Mr. Jahr was a foreign correspondent in Germany during 
the early 1920's. He had an interview with Hitler two 
days before the Beer Hall Putsch in 1923. The interview 
was like so many others. Hitler was asked a question or 
two and then launched into a monologue on the injustice 
of Versailles, the Jews, the Rhineland, etc.  Mr. Jahn 
observed no indications of unusual nervousness or of 
tension. The things that impressed him most about Hitler 
were his eyes and his hands. His eyes he described as a 
bright blue with an extraordinary quality. He failed, 
however, to observe any of the hypnotic qualities which 
so many people have commented upon.  The hands he 
described as most extraordinary. They seemed to him 
to be about medium in size with long fingers and very 
finely structured. He commented upon the extraordinary 
dexterity with which Hitler used them while speaking.

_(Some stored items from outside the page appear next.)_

PR #6669, opened 2026-08-24
Let custom items inherit their vanilla item's furnace fuel duration

### LINKED ISSUE #6621: Feature: Allow creating custom fuels

Geyser should set the https://wiki.bedrock.dev/items/item-components#fuel component for items to allow custom items to be used as fuel. Ideally, this should be based on the Java items' properties.

Yes - we could mark all items as fuel, but that's janky

darkcupid412:
Resolves https://github.com/GeyserMC/Geyser/issues/6621

### DIFF
--- a/core/src/main/java/org/geysermc/geyser/registry/populator/CustomItemRegistryPopulator.java
+++ b/core/src/main/java/org/geysermc/geyser/registry/populator/CustomItemRegistryPopulator.java
@@ -397,6 +397,14 @@ public class CustomItemRegistryPopulator {
             computeEntityPlacerProperties(componentBuilder);
         }
 
+        // The client only lets an item into furnace fuel slots when it has this component.
+        int fuelDuration = context.vanillaMapping().map(GeyserMappingItem::getFuelDuration).orElse(0);
+        if (fuelDuration > 0) {
+            componentBuilder.putCompound("minecraft:fuel", NbtMap.builder()
+                .putFloat("duration", fuelDuration / 20.0F)
+                .build());
+        }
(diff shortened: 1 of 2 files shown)


Mukller:
The conversion itself would be right (Java ticks / 20 = Bedrock seconds for `minecraft:fuel.duration`, and `orElse(0)` fail-safes the missing-vanilla-mapping case) — but as written this PR is inert:

**`fuel_duration` doesn't exist in the mappings.** A code search for `fuel_duration` across the GeyserMC org returns zero results, including [GeyserMC/mappings](https://github.com/GeyserMC/mappings). Since `GeyserMappingItem` is populated by deserializing those mapping files, Gson will silently leave the new field at its default `0`, `fuelDuration > 0` will never be true, and no custom item will ever get the component.

This needs the data source to exist first — either a companion PR to the mappings tooling that emits `fuel_duration` per item, or deriving it from vanilla server data some other way. Without one of those, merging this adds a field that can never be populated.

Two smaller things:

1. The PR currently has an empty description — please add what it fixes/enablesm, how you tested it (a `/give` + furnace repro), and whether it relates to an existing issue.
2. Per the [AI Policy](https://github.com/GeyserMC/.github/blob/master/AI_POLICY.md): if AI tooling was used to produce this change, the required disclosure needs to be in the description.

onebeastchris:
The mappings PR exists under https://github.com/GeyserMC/mappings/pull/124

onebeastchris (approved):
Needs a bump for the mappings submodule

Later Mr. John was correspondent in Vienna where there 
was considerable speculation concerning Hitler's sister, 
Mrs. Wolf. He never met her personally and said that some 
of the other correspondents were doing their utmost to 
obtain all possible information about her and that she 
was a frequent topic of conversation. It was believed 
that she was living at that time with an engineer to 
whom she was not married. She had a small apartment 
in the center of Vienna and worked in an insurance 
company office.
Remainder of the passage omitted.